Saved data entries:
########################################

PR #6173, opened 2021-08-04
fix `TypeError: Cannot read property '_f' of undefined` bug in createFormControl.ts

leloykun:
`get()` in line 926 in `createFormControl.ts` can return `undefined` (making `field` `undefined`), but subsequent lines assume that `field` is never `undefined` - causing the `Cannot read property '_f' of undefined` type error


bluebill1049:
thanks for the PR. Do you have a reproducible CSB for the issue? I suspect this may lead to a misuse case.

Linus-Boehm:
We had the same Issue, but it was caused by an active DevTool from @hookforms

Issue #6037, opened 2021-07-21
Strange behaviour with insert


revich2:
**Describe the bug**
I have form with fieldArray and elements of fieldArray can add by modal with form for input the name of element. Elements are controlled inputs. In my case, when form with name submitted i need to insert new element in defined place.
When insert happened i see that some elements clones and values from handleSubmit have one more elements than expected.

**To Reproduce**

1. Go to CSB
2. Click button 'Add any element'
3. Type to input and click on 'save'
4. Do 2,3 points again with another value in input
5. You can see that, value which displaying in simple span correct, but value in controlled input isn't correct

**Codesandbox link (Required)**
https://codesandbox.io/s/upbeat-lovelace-2rvmk?file=/src/App.tsx

**Expected behavior**
Insert should be work correct with Controller and second form for this case

**Screenshots**
<img width="424" alt="Screenshot 2021-07-21 at 10 49 36 PM" src="https://user-images.githubusercontent.com/24573190/126550937-4d2b0e5a-559e-4930-a5a3-28c4fb4e7d50.png">

**Desktop (please complete the following information):**

- OS: Big Sur 11.4
- Browser chrome
- Version 91.0.4472.114

**Additional context**
All keys of elements is unique and valid.
I don't know why it happen, but i noticed some regularity. If to do one of this, then all looks like ok:
1) Not use `handleSubmit` in modal form(Simple to fire onSubmit from props)
2) Not use Controller with input

PR #6178, opened 2021-08-05
Fixes react state race condition for field array methods

revich2:
This PR solves issues from this topics - #6037, #6039

After deep research i found problem, why this strange behaviour happens. It is race condition of react state updates.
You can see issue here - https://codesandbox.io/s/delicate-flower-rgzq0?file=/src/App.js

1) If you will use external RHForm for adding new items to field array, then you will see collision - items will be added incorrect.
2) If you will use native html form for adding new items to field array, then all will be OK.

It really strange because i understood that it is race condition of react state updates, but i don't know that causes that.

All integration tests have done.

I have problem with unit tests of this PR, because some tests, which contains `useFieldArray`, fails due to `setTimeout(..., 0)`. which i used in `createFormControl` to schedule `_subjects.state.next` as early as it possible.
And i don't know how i can fix failed unit test, i tried to use `jest.useFakeTimers`, but it didn't help.

If who knows how to solve problem with `setTimeout(..., 0)` in unit tests, then i will be able to fix them.

@bluebill1049 check it, please


bluebill1049:
thanks for the PR and investigation. the codesandbox is a lot easier for me to disgest as well. please refer to the doc on the `reset`.

https://react-hook-form.com/api/useform/reset/

Screen Shot 2021-08-06 at 12 25 21 pm

bluebill1049:
also worth mentioning, handleSubmit onSubmit is async not sync.

revich2:
@bluebill1049 oh, it is unobviously thing, really.

what do you think about this PR? all integration tests have done and this logic works obviously

will it be merged? after fixes unit tests, of course

bluebill1049:
> @bluebill1049 oh, it is unobviously thing, really.

I guess it's a question of whether we support async onSubmit for users, I guess the answer is pretty simple: 'yes' 

-> onSubmit -> async -> setState

vs

-> onSubmit -> setState

revich2:
@bluebill1049 but what the problem with async onSubmit and changes from this PR? sorry, i'm not understand you will approve this changes or not

bluebill1049:
I will not have `setTimeout` in this lib, if you have a strong opinion on the `reset` API, please fork the repo and publish a version of your own.

revich2:
@bluebill1049 this changes not about `reset` API, it about field array methods. `reset` isn't influence on this case
while i was investigating this case i found that `control._bathFieldArrayUpdate` has to be before `setFields` in field array methods functions, because it's also influence on race condition and it without any `setStates`.
Screenshot 2021-08-06 at 10 25 28 AM

with `reset` i agree with you, but array methods can used only in external RHForm, not in onSubmit their form

src/logic/createFormControl.ts
```diff
@@ -706,12 +706,16 @@ export function createFormControl<
       unsetEmptyArray(_formState.dirtyFields, name);
     }
 
-    _subjects.state.next({
-      isDirty: _getIsDirty(name, omitKey(updatedFieldArrayValues, keyName)),
-      dirtyFields: _formState.dirtyFields,
-      errors: _formState.errors,
-      isValid: _formState.isValid,
-    });
+    setTimeout(
```
bluebill1049, line 709: what's this?

src/useFieldArray.ts
```diff
@@ -118,6 +113,15 @@ export const useFieldArray = <
...
 
+    setFields(
+      mapIds(
+        updatedFieldArrayValues as Partial<
+          FieldArray<TFieldValues, TFieldArrayName>
+        >[],
+        keyName,
+      ),
+    );
+
```
bluebill1049, line 124: I don't mind those changes, as long as there is a test case to prove this does fix an issue.

bluebill1049:
i will take over PR and remove the `setTimeout`, your effort is appreciated here.

src/logic/createFormControl.ts
bluebill1049: This is not accepted.

PR #13241, opened 2026-01-09
Fix : ensure the isValidating is set when trigger is called programma…

### LINKED ISSUE #13218: issue: methods.trigger() wont toggle "isValidating" to true when called programaticaly
### Version Number

7.44.3,  7.69.0

### Codesandbox/Expo snack

.

### Steps to reproduce

tested with validation from yup resolver

```
<div onClick={() => formMethods.trigger()}>
    THIS WORKS OK meaning isValidating is toggled  false -> true -> false in the nested components
</div>

<div
   onClick={() => {
       setTimeout(() => formMethods.trigger(), 1000);
    }}>  THIS DOES NOT WORK, meaning validation is triggered, errors are calculated properly but the "isValidating" is called only once with "false" value at the end of the process.</div>
```

### Expected behaviour

```
<div onClick={() => formMethods.trigger()}>
    THIS WORKS OK meaning isValidating is toggled  false -> true -> false in the nested components
</div>

<div
   onClick={() => {
       setTimeout(() => formMethods.trigger(), 1000);
    }}>  THIS DOES NOT WORK, meaning validation is triggered, errors are calculated properly but the "isValidating" is called only once with "false" value at the end of the process.</div>
```

_No response_

### Relevant log output

```shell

```

### Code of Conduct

Karan7687:
Fixes an issue where calling trigger() asynchronously (e.g. via setTimeout or useEffect)
does not toggle isValidating to true.

This ensures isValidating is set when trigger() starts and reliably reset after validation.

Closes #13218

### DIFF
--- a/src/__tests__/useForm/formState.test.tsx
+++ b/src/__tests__/useForm/formState.test.tsx
@@ -270,6 +270,45 @@ describe('formState', () => {
     });
   });
 
+  //added
+  it('should toggle isValidating when trigger is called asynchronously', async () => {
+    jest.useFakeTimers();
+
+    const resolver = jest.fn(async () => ({
+      values: {},
+      errors: {},
+    }));
+
+    const { result } = renderHook(() =>
+      useForm({
+        resolver,
+      }),
+    );
+
+    expect(result.current.formState.isValidating).toBe(false);
+
+    act(() => {
+      setTimeout(() => {
+        result.current.trigger();
+      }, 100);
+    });
+
+    act(() => {
+      jest.advanceTimersByTime(100);
+    });
+
+    // wait until validation completes
+    await waitFor(() =>
+      expect(result.current.formState.isValidating).toBe(false),
+    );
+
+    // resolver must have been called
+    expect(resolver).toHaveBeenCalled();
+
+    jest.useRealTimers();
+  });
+
+  //here
   it('should be a proxy object that returns undefined for unknown properties', () => {
     const { result } = renderHook(() => useForm());
 
--- a/src/logic/createFormControl.ts
+++ b/src/logic/createFormControl.ts
@@ -900,50 +900,58 @@ export function createFormControl<
     let validationResult;
     const fieldNames = convertToArrayPayload(name) as InternalFieldName[];
 
-    if (_options.resolver) {
-      const errors = await executeSchemaAndUpdateState(
-        isUndefined(name) ? name : fieldNames,
-      );
+    // works for async triggr
+    _updateIsValidating(fieldNames, true);
 
-      isValid = isEmptyObject(errors);
-      validationResult = name
-        ? !fieldNames.some((name) => get(errors, name))
-        : isValid;
-    } else if (name) {
-      validationResult = (
-        await Promise.all(
-          fieldNames.map(async (fieldName) => {
-            const field = get(_fields, fieldName);
-            return await executeBuiltInValidation(
-              field && field._f ? { [fieldName]: field } : field,
-            );
-          }),
-        )
-      ).every(Boolean);
-      !(!validationResult && !_formState.isValid) && _setValid();
-    } else {
-      validationResult = isValid = await executeBuiltInValidation(_fields);
+    try {
+      if (_options.resolver) {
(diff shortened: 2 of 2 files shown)


bluebill1049:
could u include some tests for this?

Karan7687:
Updated the Test to avoid some timing issues and still covering the async trigger behavior.
Tests are passing now, thanks for the suggestion!

src/__tests__/useForm/formState.test.tsx
```diff
@@ -270,6 +270,45 @@ describe('formState', () => {
     });
   });
 
+  //added
```
bluebill1049, line 273:
```suggestion
```

src/__tests__/useForm/formState.test.tsx
```diff
@@ -270,6 +270,45 @@ describe('formState', () => {
...
+      expect(result.current.formState.isValidating).toBe(false),
+    );
+
+    // resolver must have been called
+    expect(resolver).toHaveBeenCalled();
+
+    jest.useRealTimers();
+  });
+
+  //here
```
bluebill1049, line 311:
```suggestion
```

src/logic/createFormControl.ts
```diff
@@ -900,50 +900,58 @@ export function createFormControl<
...
+        iterateFieldsByAction(
+          _fields,
+          _focusInput,
+          name ? fieldNames : _names.mount,
+        );
+
+      return validationResult;
+    } finally {
+      _updateIsValidating(fieldNames);
+    }
```
bluebill1049, line 954: i don't think we will need the try and catch, because rhf shouldn't shallow errors and user land should sort it out.

Karan7687: I have taken out the try/catch and allowed errors to propagate up,to be dealt with on the user level. The isValidating flag is still being flipped as it should, via the resolver lifecycle methods. Take a look and see if that looks okay

Karan7687:
I have addressed the feedback,added the coverage for the async trigger case and merged the latest master.

tswirski:
Because what we need is to have valid isValidating flag after *trigger* called programmatically for entire form - We've work-around that in following way.

` const formStateProxyFactory = useRef(() => {
    return {
      get(obj, prop) {
        if (prop === 'isValidating') {
          return selfIsValidating.current;
        }
        return obj[prop];
      },
    };
  });

  const formMethodsProxyFactory = useRef(() => {
    let triggerFn;

    const triggerProxy = (name: string, options: any): Promise<any> => {
      if (name) {
        return triggerFn?.(name, options);
      }
      return new Promise(resolve => {
        selfIsValidating.current = true;
        requestAnimationFrame(() =>
          flushSync(async () => {
            const result = await triggerFn(name, options);
            selfIsValidating.current = false;
            resolve(result);
          })
        );
      });
    };

    return {
      get(obj, prop) {
        if (prop === 'trigger') {
          triggerFn = obj[prop];
          return triggerProxy;
        }

        if (prop === 'formState') {
          if (!formStateProxy.current) {
            formStateProxy.current = new Proxy(obj[prop], formStateProxyFactory.current());
          }
          return formStateProxy.current;
        }

        return obj[prop];
      },
    };
  });

  useEffect(() => {
    selfIsValidating.current = methods.formState.isValidating;
  }, [methods.formState.isValidating]);

  useEffect(() => {
    formStateProxy.current = null;
  }, [methods.formState]);

  useEffect(() => {
    setFormMethodsProxy(new Proxy(methods, formMethodsProxyFactory.current()));
  }, [methods]);
`

It doesn't throw error for flushSync, and it works as we expect it to work (so far).

Karan7687:
Thanks for sharing this, that is a clever workaround.

my intention with this change was to just make trigger() work consistently at the core level.Consumers should not have to rely on Proxies,flushSync or RAF to see the correct isValidating state.

Since trigger() already returns a promise and starts async validation internally settings isValidating at the beginning of that process seemed like a reasonable and predictable default.The test i added just confirms that behavior.

i am open to changing it if you think this should be outside the core i am happy to work together.

PR #13245, opened 2026-01-10
docs: clarify native HTML validation behavior

ZakirAliyev:
Clarifies that native HTML validation is disabled by default
and must be explicitly enabled via shouldUseNativeValidation.

Docs-only change.


bluebill1049:
thanks, more details on the api have moved to doc instead.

########################################

_About this exercise_.
Of all the lines in the data above, show only those that hold the word "executeBuiltInValidation".

_Written response_.
-            return await executeBuiltInValidation(
-      validationResult = isValid = await executeBuiltInValidation(_fields);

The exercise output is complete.